PR #2763, opened 2022-04-15
[14.0] fix test tag post-install

TheMule71:
After 
https://github.com/odoo/odoo/commit/81aac30dd2278e43a43cf8fd6cef31e1e8c60f3f
tests that depend on having a coa installed must be tagged 'post-install'

(from #2753)
https://github.com/OCA/OCB/commit/674eaa3bc10210d34a02145529516da1fa1c1b66
breaks init_invoice()


TheMule71:
opps, correggo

TASK :: Set down the line holding "tests that depend" and all later lines through the last one in the material above, exactly, and no other lines.

PROBLEM SOLUTION ::
tests that depend on having a coa installed must be tagged 'post-install'

(from #2753)
https://github.com/OCA/OCB/commit/674eaa3bc10210d34a02145529516da1fa1c1b66
breaks init_invoice()


TheMule71:
opps, correggo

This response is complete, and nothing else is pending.